PDF Parse

Parse PDF files and extract text content with enhanced AI-friendly formatting

Actions2

- Parse PDF
- Convert to Image

Overview

This node parses PDF files to extract text content or converts PDF pages into images. It supports input PDFs either from binary data within the workflow or by fetching them from a URL. The node offers advanced text formatting options tailored for AI-friendly output, preserving layout and structure in various styles.
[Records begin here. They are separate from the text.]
PR #2117, opened 2020-09-15
Fix:let no args tdiExecute and tdiCompile in Tree.java

GabrieleManduchi:
Variable args do not handle the case no args

### DIFF
--- a/java/mdsobjects/src/main/java/MDSplus/Tree.java
+++ b/java/mdsobjects/src/main/java/MDSplus/Tree.java
@@ -531,11 +531,28 @@ public class Tree
 		return retData;
 	}
 
+	public Data tdiCompile(java.lang.String expr)
+	{
+		if (expr == null || expr.isEmpty())
+			return new Data();
+		final Data retData = compile(ctx, expr, new Data[0]);
+		retData.setCtxTree(this);
+		return retData;
+	}
+
 	public Data tdiExecute(java.lang.String expr, Data... args)
 	{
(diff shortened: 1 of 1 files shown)


zack-vii (commented):
these functions should not be required as they are covered by the Data... data methods.
calling tree.tdiExceute("$SHOT") should leave data be an empty array of Data just like new Data[0]

GabrieleManduchi:
Unfortunately they are not covered by the Data... arguments. I discovered this just calling tdiCompile with no args.

GabrieleManduchi:
retest this please

zack-vii:
could you check in debug. i use it that way a lot in mdsplus-api. and otherwise this question on SO does not make sense

https://stackoverflow.com/questions/12751746/requiring-at-least-one-element-in-java-variable-argument-list

zack-vii:
calling tdiCompile with no args is an issue as you need at least the String expr.

zack-vii:
Also the unit ttest covers it in
java/mdsobjects/src/test/java/MDSplus/MdsTreeTest.java
DataTest line 36-39

zack-vii (changes requested):
I am not convinced this code duplication is necessary.

GabrieleManduchi:
Really strange, I repeat the tests on my side.........

GabrieleManduchi:
You are right, I discard the PR  I don't know why I got those compilation errors ....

Additionally, it can convert PDF pages into image files (PNG or JPEG) with configurable resolution and dimensions.

Common scenarios:

Extracting clean, structured text from invoices, reports, or contracts for further processing.
Converting PDF pages into images for preview thumbnails or embedding in other documents.
Fetching PDFs from external URLs and parsing their content automatically.
Preparing PDF text for natural language processing or AI analysis with customizable formatting.

Practical examples:

Automatically extracting purchase order details from supplier PDFs.
Generating image previews of PDF manuals for display in a web app.
Parsing multi-page PDFs and splitting extracted text by page for granular processing.
Downloading and converting PDF brochures from URLs into optimized JPEG images.

Properties

Name	Meaning
PDF Source	Source of the PDF file to parse: either Binary Data (from a binary property in the workflow) or URL (fetch PDF from a web address).
Binary Property	Name of the binary property containing the PDF file (required if source is Binary Data).
URL	URL of the PDF file to parse (required if source is URL).
Output Property Name	Property name where the extracted content or image info will be stored in the output JSON.
Additional Options	Collection of optional settings:
- Max Pages	Maximum number of pages to parse or convert (0 means all pages).
- Page Range Start	Starting page number (1-based) for parsing or conversion.
- Page Range End	Ending page number (0 means last page).
- Text Formatting	Style of text formatting for extracted content (only for parsing): • Raw (best for AI) • Smart Layout • Minimal Cleanup • Visual Layout • Structured • Compact
- Include Metadata	Whether to include PDF metadata (like author, creation date) in the output.
- Split by Pages	Whether to split the extracted text output into an array of page texts instead of one combined string.
- Version	PDF.js version used for parsing (internal detail, default "v1.10.100").
- Image Format	Output image format when converting PDF pages: PNG (with transparency) or JPEG (smaller size).
- DPI (Resolution)	Dots per inch for image conversion; higher values yield better quality but larger files (range 72–600).
- Width	Width in pixels for output images (0 means auto based on DPI).
- Height	Height in pixels for output images (0 means auto based on DPI).
- Preserve Aspect Ratio	Maintain original aspect ratio when resizing images.

Output

The node outputs an array of items corresponding to each input item processed.

For Parse PDF operation:
- The output JSON contains the extracted text under the specified output property name.
- If Split by Pages is enabled, this property holds an array of strings, each representing one page's text.
- Optionally includes PDF metadata if enabled.
- Additional statistics like total text length, word count, and page count are included.
- Binary data is passed through unchanged.
For Convert to Image operation:
- The output JSON contains an array of objects, each describing one converted page image with properties such as page number, width, height, size, format, and the binary property name holding the image.
- The binary data contains base64-encoded image buffers keyed by generated binary property names (e.g., image_page_1).
- Images are provided in the chosen format (PNG or JPEG).

Dependencies

Uses the pdf-parse library for PDF text extraction.
Uses the pdf2pic library for converting PDF pages to images.
Requires network access if fetching PDFs from URLs.
No special environment variables needed beyond standard n8n credentials for HTTP requests if applicable.

Troubleshooting

Error: "URL is required when source is set to URL"
Ensure the URL property is filled when selecting URL as the PDF source.
Error: "Invalid URL format"
Verify the URL is correctly formatted and accessible.
Error: "Failed to fetch PDF from URL"
Check network connectivity and that the URL points to a valid PDF file.
Error: "PDF file is empty or could not be read"
Confirm the binary data or fetched file is a valid, non-empty PDF.
Error: "File does not appear to be a valid PDF"
The file header does not match PDF signature; verify the input file is a proper PDF.
Image conversion failures
May occur if requested page numbers exceed document length or due to unsupported PDF features; check page range and PDF integrity.
Performance considerations
Parsing large PDFs or converting many pages at high DPI may consume significant memory and time.

Links and References

pdf-parse GitHub repository – PDF text extraction library used internally.
pdf2pic GitHub repository – Library for converting PDF pages to images.
PDF.js project – Underlying PDF rendering engine referenced by version property.